И если бы не было Хрущёва в тот момент - тоже не была бы напечатана. Больше: если бы Хрущёв именно в этот момент не атаковал Сталина ещё один раз - тоже бы не была напечатана. Напечатание моей повести в Советском Союзе, в 62-м году, подобно явлению против физических законов, как если б, например, предметы стали сами подниматься от земли кверху или холодные камни стали бы сами нагреваться, накаляться до огня. Это невозможно, это совершенно невозможно. Система была так устроена, и за 45 лет она не выпустила ничего - и вдруг вот такой прорыв. Да, и Твардовский, и Хрущёв, и момент - все должны были собраться вместе. Конечно, я мог потом отослать за границу и напечатать, но теперь, по реакции западных социалистов, видно: если б её напечатали на Западе, да эти самые социалисты говорили бы: всё ложь, ничего этого не было, и никаких лагерей не было, и никаких уничтожений не было, ничего не было.

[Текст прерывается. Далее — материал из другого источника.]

PR #12979, opened 2023-11-06
W-14350781: Enable GroovyResourceReleaser for each JDK. Removing incorrect cleaning method.

eze210:
1. Groovy can be used without mule-scripting-module, so the releaser should be part of the Mule Runtime instead of being part of the extension.
2. Before this PR, the GroovyResourceReleaser has two parts:
  a. The "unregisterAllClassesFromInvokerHelper" only uses reflection to access public methods, so there is no problem with JDK 17. This cleaning should be moved to the runtime code, and be enabled for all JDKs (today the whole GroovyResourceReleaser is deprecated and enabled for JDK version at most 11).
  b. The "cleanSpisEngines" part uses setAccessible for not-opened fields in order to clean references to the Groovy script engine that log4j discovered via SPI. This part of the releaser can't be used in JDK 17.
3. The cleaning done by "cleanSpisEngines" was removed. Why?
  a. It was cutting the references to groovy script engines from some objects present in this map: https://github.com/apache/logging-log4j2/blob/dcd30cd6942fd285766360bb458b6f7e8dd2001f/log4j-core/src/main/java/org/apache/logging/log4j/core/appender/AbstractManager.java#L82, but it wasn't cleaning the map itself, so it would be just a mitigation of the leak and not a fix.
  b. However, those objects are removed from the map when a LoggerContext is stopped. See this line: https://github.com/apache/logging-log4j2/blob/dcd30cd6942fd285766360bb458b6f7e8dd2001f/log4j-core/src/main/java/org/apache/logging/log4j/core/appender/AbstractManager.java#L115. Calling the stop method is enough to fix the leak.
  c. Mule Runtime already calls the LoggerContext#stop method, but after a timeout: it keeps a LoggerContextCache that is composed by two internal caches (one for "active" contexts, and another for "disposed" contexts). When a context is passed to "LoggerContextCache#remove", it's moved from the "active" to the "disposed" cache. The "disposed" cache has an expiration timeout (default is 15 seconds), and when the timeout is elapsed, it calls the actual "LoggerContext#stop()". It removes the entry from the log4j's map mentioned above.
  This timeout was added to give async logging some grace time to log messages after an artifact is disposed. See this class: https://github.com/mulesoft/mule/blob/fb275627d738ad1c49183bbdc054980900bcdcd1/modules/log4j-configurator/src/main/java/org/mule/runtime/module/log4j/internal/LoggerContextCache.java#L73
  d. The timeout can be changed in order to repeat the tests without that cache noise, by setting the property "-M-Dmule.log.context.dispose.delay.millis=10". When you test these scenarios with that property, the OOM can't be reproduced, even after commenting the "cleanSpisEngines" call.

Therefore, the solution here is:
1. Remove the lifecycle listener from the scripting-module code.
2. Remove the cleanSpisEngines() method.
3. Un-deprecate the GroovyResourceReleaser and make it run with all JDKs.

NOTE (about the PR):
- It also removes the aspectj weaver agent, because it holds a reference to the classloaders created by the test (and the test asserts that there aren't references to such classloader)
- The regression test for this change is enabling the same existing test for JDK17.

### DIFF
--- a/modules/artifact/pom.xml
+++ b/modules/artifact/pom.xml
@@ -15,6 +15,7 @@
         <surefire.args.base>
             -XX:+TieredCompilation
             -Dfile.encoding=UTF-8
+            -javaagent:${settings.localRepository}/org/aspectj/aspectjweaver/${aspectjVersion}/aspectjweaver-${aspectjVersion}.jar
             -javaagent:${settings.localRepository}/org/jacoco/org.jacoco.agent/${jacoco.version}/org.jacoco.agent-${jacoco.version}-runtime.jar=destfile='${session.executionRootDirectory}/target/jacoco.exec',excludes=mypackage.MyClass
         </surefire.args.base>
         <!-- open internal required stuff from org.mule.runtime.core to the test infrastructure -->
@@ -120,6 +121,12 @@
         <dependency>
             <groupId>org.mule</groupId>
             <artifactId>mule-maven-client-impl</artifactId>
+            <scope>test</scope>
+        </dependency>
+        <dependency>
+            <groupId>org.aspectj</groupId>
+            <artifactId>aspectjweaver</artifactId>
+            <version>${aspectjVersion}</version>
             <scope>test</scope>
         </dependency>
     </dependencies>
--- a/modules/artifact/pom.xml
+++ b/modules/artifact/pom.xml
@@ -15,7 +15,6 @@
         <surefire.args.base>
             -XX:+TieredCompilation
             -Dfile.encoding=UTF-8
-            -javaagent:${settings.localRepository}/org/aspectj/aspectjweaver/${aspectjVersion}/aspectjweaver-${aspectjVersion}.jar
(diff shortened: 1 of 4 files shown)


asanguinetti (approved):

asanguinetti (approved):

eze210:
--validate

eze210:
--validate

eze210:
--validate

eze210:
--validate

eze210:
--validate

eze210:
--validate

eze210:
--validate

eze210:
--validate

eze210:
--validate

eze210:
--validate

eze210:
--validate

eze210:
--validate

eze210:
--validate

eze210:
--validate

eze210:
--validate

PR #12958, opened 2023-10-30
W-14288864: Adapt JpmsUtils validations for supporting its use in an

elrodro83:
EmbeddedContainer client

PR #12985, opened 2023-11-07
W-14150316: Relaxing add-modules tweaking check to accomodate for wrapperless mode.

asanguinetti:


asanguinetti:
This should no longer be needed after #12958.

PR #13009, opened 2023-11-15
W-14417598: XML2Object transform is failing when it update to latest Runtime 3.9.3 or 3.9.5

marianorean:


fsgonz (changes requested):
We should add a test.

fsgonz (approved):

PR #13021, opened 2023-11-22
W-14488411: Provide an API for building/querying the registry

rbourbonnavarro:


elrodro83 (approved):

rbourbonnavarro:
--validate

rbourbonnavarro:
--validate

elrodro83 (dismissed):

eze210 (approved):

core/src/main/java/org/mule/runtime/core/api/config/ConfigurationBuilderRegistryFilter.java
```diff
@@ -0,0 +1,40 @@
...
+
+  /**
+   * Filters every object added to the target {@link MuleContext}'s registry, allowing customization when needed.
+   *
+   * @param serviceId           the ID of the object being added to the registry.
+   * @param serviceImplSupplier a {@link Supplier} for the object being added to the registry.
+   * @return the object to add to the registry, or {@link Optional#empty()} if no implementation should be added for the given
+   *         {@code serviceId}.
+   */
+  Optional<Object> filterRegisterObject(String serviceId, Supplier<Object> serviceImplSupplier);
```
marianogonzalez, line 31: shouldn't this be called filtered object instead? Also, shouldn't it return Optional<Supplier<Object>> instead? There's no point in feeding it with a supplier otherwise

core/src/main/java/org/mule/runtime/core/api/config/ConfigurationBuilderRegistryFilter.java
```diff
@@ -0,0 +1,40 @@
...
+
+  /**
+   * @param muleContext the target {@link MuleContext}.
+   * @return a {@link Map} with additional objects to add to the target {@link MuleContext}'s registry and their corresponding
+   *         IDs.
+   */
+  Map<String, Object> getAdditionalObjectsToRegister(MuleContext muleContext);
```
marianogonzalez, line 38: this shouldn't be the responsibility of a filter

core/src/main/java/org/mule/runtime/core/api/context/MuleContextBuilder.java
```diff
@@ -80,4 +83,17 @@ static MuleContextBuilder builder(ArtifactType artifactType) {
...
+
+  /**
+   * @return the {@link Registry} of the built {@link MuleContext}.
+   *         <p>
+   *         This method must be called after {@link #buildMuleContext()}, otherwise it will always return
+   *         {@link Optional#empty()}.
+   *
+   * @since 4.6.0
+   */
+  default Optional<Registry> getRegistry() {
```
marianogonzalez, line 95: the builder should most definitively not be capable of returning the registry, and there should be no expectation for the registry to exist before the build() mthod is invoked

marianogonzalez (changes requested):

core/src/main/java/org/mule/runtime/core/api/config/ConfigurationBuilderRegistryFilter.java
rbourbonnavarro: You mean the method to be called something like `filteredObject` or the javadoc?
The idea of receiving a supplier is to be able to prevent the creation of objects that we won't use, or defer it. For example, in the `mule-framework` we make the Expression Manager lazy and this way we can create it only when it's needed. However, we need to put an actual object in the registry, so returning it right away seemed appropriate.

core-tests/src/test/java/org/mule/runtime/core/internal/el/DefaultExpressionManagerDefaultTestCase.java
```diff
@@ -8,6 +8,7 @@
 
 import static org.mule.runtime.api.el.BindingContextUtils.NULL_BINDING_CONTEXT;
 import static org.mule.runtime.api.message.Message.of;
+import static org.mule.runtime.core.api.lifecycle.LifecycleUtils.initialiseIfNeeded;
```
elrodro83, line 11: ?

core/src/main/java/org/mule/runtime/core/api/lifecycle/LifecycleUtils.java
```diff
@@ -124,7 +124,9 @@ public static void initialiseIfNeeded(Object object, boolean inject, MuleContext
    * @throws InitialisationException
    */
   public static void initialiseIfNeeded(Collection<? extends Object> objects) throws InitialisationException {
-    initialiseIfNeeded(objects, null);
```
elrodro83, line 127: ?

core/src/main/java/org/mule/runtime/core/internal/el/DefaultExpressionManager.java
```diff
@@ -400,4 +403,10 @@ public void setMelDefault(boolean melDefault) {
   public String toString() {
     return this.getClass().getName() + "[" + (expressionLanguage != null ? expressionLanguage.toString() : "null") + "]";
   }
+
+  @Override
+  public void initialise() throws InitialisationException {
```
elrodro83, line 408: should this have dispose as well?

core/src/main/java/org/mule/runtime/core/internal/el/ExpressionLanguageAdaptorHandler.java
```diff
@@ -271,4 +274,10 @@ private String resolveLanguagePrefix(String expression) {
   public String toString() {
     return this.getClass().getName() + "[" + expressionLanguages.toString() + "]";
   }
+
+  @Override
+  public void initialise() throws InitialisationException {
```
elrodro83, line 279: dispose too

elrodro83 (changes requested):

core/src/main/java/org/mule/runtime/core/internal/el/DefaultExpressionManager.java
rbourbonnavarro: Done.

core/src/main/java/org/mule/runtime/core/internal/el/ExpressionLanguageAdaptorHandler.java
rbourbonnavarro: Done.

marianogonzalez (changes requested):

core/src/main/java/org/mule/runtime/core/internal/config/CustomServiceRegistry.java
```diff
@@ -27,4 +28,15 @@ public interface CustomServiceRegistry extends CustomizationService {
...
+
+  /**
+   * Overrides the given service implementation if a {@link ServiceOverrider} has been registered for the given {@code serviceId}.
+   *
+   * @param serviceId   identifier of the service.
+   * @param serviceImpl the service implementation to be overridden.
+   * @return the overridden service implementation, or {@link Optional#empty()} if it should be ignored.
+   * @since 4.6
+   */
+  Optional<Object> overrideDefaultService(String serviceId, Object serviceImpl);
```
marianogonzalez, line 40: why does this CustomServiecRegistry needs to exist? WHy does something callled registry extend CustomizationService?

marianogonzalez (changes requested):

core/src/main/java/org/mule/runtime/core/internal/config/DefaultCustomizationService.java
```diff
@@ -67,6 +80,61 @@ public Map<String, CustomService> getCustomServices() {
     return unmodifiableMap(customServices);
   }
 
+  @Override
+  public Optional<Object> overrideDefaultService(String serviceId, Object serviceImpl) {
```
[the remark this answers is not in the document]
rbourbonnavarro: It's API, we could deprecate it.

core-tests/src/test/java/org/mule/runtime/core/internal/el/DefaultExpressionManagerDefaultTestCase.java
rbourbonnavarro: Removed.

rbourbonnavarro:
--validate

rbourbonnavarro:
--validate

core-tests/src/test/java/org/mule/runtime/core/api/context/DefaultMuleContextFactoryTestCase.java
```diff
@@ -218,6 +229,46 @@ public void notifiesMuleContextEvents() throws InitialisationException, Configur
     inOrder.verify(listener).onInitialization(eq(context), any(Registry.class));
   }
 
+  @Test
```
elrodro83, line 232: allure, add at the class level

core/src/main/java/org/mule/runtime/core/internal/config/CustomService.java
```diff
@@ -54,7 +68,61 @@ public Optional<Class> getServiceClass() {
...
+
+    @Override
+    public void newServiceImpl(Object newServiceImpl) {
+      this.newServiceImpl = newServiceImpl;
+    }
+
+    @Override
+    public void skip() {
+      if (newServiceImpl != null) {
+        throw new IllegalStateException("A 'newServiceImpl' is already present");
```
elrodro83, line 108: improve the error message, give context tothe developer of what went wrong (add object key, object string representation, ...)

core/src/main/java/org/mule/runtime/core/internal/config/CustomService.java
```diff
@@ -54,7 +68,61 @@ public Optional<Class> getServiceClass() {
...
+      }
+
+      remove = true;
+    }
+
+    public Object getNewServiceImpl() {
+      if (remove) {
+        throw new IllegalStateException("Service set to be removed, can't be overridden");
```
elrodro83, line 116: improve the error message, give context tothe developer of what went wrong (add object key, object string representation, ...)

elrodro83 (changes requested):

elrodro83 (approved):

rbourbonnavarro:
--validate

rbourbonnavarro:
--validate

rbourbonnavarro:
--validate

rbourbonnavarro:
--validate

rbourbonnavarro:
--validate

rbourbonnavarro:
--validate

core-tests/src/test/java/org/mule/runtime/core/api/context/DefaultMuleContextFactoryTestCase.java
```diff
@@ -218,6 +235,46 @@ public void notifiesMuleContextEvents() throws InitialisationException, Configur
...
+  public void testCreateMuleContextWithCustomServices() throws InitialisationException, ConfigurationException {
+    MinimalConfigurationBuilder minimalConfigurationBuilder = new MinimalConfigurationBuilder();
+
+    Object testCustomServiceImpl = new Object();
+    Object customQueueManagerImpl = new Object();
+    Object customSecurityManagerImpl = new Object();
+    Map<String, Consumer<ServiceInterceptor<Object>>> interceptors = new HashMap<>();
+    // replace the default Security Manager
+    interceptors.put(OBJECT_SECURITY_MANAGER, serviceInterceptor -> {
+      assertThat(serviceInterceptor.getDefaultServiceImpl().isPresent(), is(true));
```
marianogonzalez, line 248: isn't it better to assert that the default is actually the expected instance?

core/src/main/java/org/mule/runtime/core/internal/config/CustomService.java
```diff
@@ -18,28 +23,31 @@
  *
  * @since 4.0
  */
-public class CustomService {
+public class CustomService<T> {
 
-  private Optional<Class> serviceClass;
-  private Optional<Object> serviceImpl;
+  private final String serviceId;
+  private final Optional<Class> serviceClass;
```
marianogonzalez, line 29: unneficient use of optional. Except very few cases, it's generally not a good practice to have Optional fields. Just keep the class and consumer and handle null internally.

core/src/main/java/org/mule/runtime/core/internal/config/CustomServiceRegistry.java
```diff
@@ -10,6 +10,7 @@
 
 import java.util.Map;
 import java.util.Optional;
+import java.util.function.Function;
 
 public interface CustomServiceRegistry extends CustomizationService {
```
marianogonzalez, line 15: can we take the opportunity to rename this to something better?

marianogonzalez (changes requested):

core-tests/src/test/java/org/mule/runtime/core/api/context/DefaultMuleContextFactoryTestCase.java
rbourbonnavarro: I don't have access to the default value, but I could subclass `MinimalConfigurationBuilder` to have control over it.

rbourbonnavarro:
--validate

rbourbonnavarro:
--validate

marianogonzalez (approved):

Только потому у всех отнялись языки, что это напечатано с разрешения ЦК в Москве, вот это потрясло. Да, вот такая роль была Александра Трифоновича Твардовского.
В автобиографической книге "Бодался телёнок с дубом", наряду с похвалой, у вас были критические замечания в адрес Твардовского. Сейчас, двадцать лет спустя, как вы оцениваете личность и деятельность Александра Трифоновича?
Не точно и не верно сказать, что у меня в книге - похвалы и критические замечания. Я писал о Твардовском как о живом человеке, со всем, что в нём есть, и взлёты его, и падения его. Я смею сказать, что я создал портрет совершенно живого Твардовского, и ничего похожего не было сделано до меня, и ещё не знаю, будет ли после. Я очень его любил, и даже не специально я задавался целью создать портрет, но когда писал, то много думал о нём, и я считаю, что вышли не "критические замечания и похвалы", а живой памятник ему. Я видел, как Твардовский выполнял историческую задачу, попав в колёса чужой машины. Он был истинно народный, крестьянский поэт, и с этим здоровым крестьянским чувством он попал в ранний социалистический город, под колёса первых пятилеток. Имел личный литературный успех, а дальше его начали перемалывать вот эти колёса проклятого советского сорокалетия. Сорок лет его перемалывало, от 1930 года до 1970, до смерти. Совещания, заседания, звонки из ЦК, выговоры, партийные накачки, партийные обязательства, цензура, непрерывно давящая, тупая, идиотская цензура. У него были силы огромные, может быть богатырские, но всё это перемололо то сорокалетие. И ему вкладывалась эта партийная идея как оправдание его существования, иначе бы он жить не мог. И вот у него получилось раздвоение сознания - художественного сознания свободного поэта и партийного сознания впряжённого чиновника. И вот этот контраст и погубил его, потому что не может человек выдержать без потерь такое страшное напряжение, и целых сорок лет. У нас с ним были разногласия всегда тактические, он вёл многолетнюю, многодесятилетнюю линию и считал, что вот такая тяжесть и будет, а мы медленно, постепенно будем размачивать эту советскую глыбу. А я считал, что нужно мгновенно действовать, молниеносно. Я считал, что нужно сию же минуту, как только напечатали "Ивана Денисовича"... Ко мне обращались газеты - "Известия", "Правда", "Литературная газета" - дайте кусочек, дайте откуда-нибудь, хоть из неоконченной вещи. А у меня уже "Круг первый" был кончен, я мог давать отрывки из "Круга первого", предполагал давать сталинские главы, я хотел в "Современнике" ставить пьесу, захватить как можно больше плацдарма, им нельзя будет потесниться назад. Вот так я считал.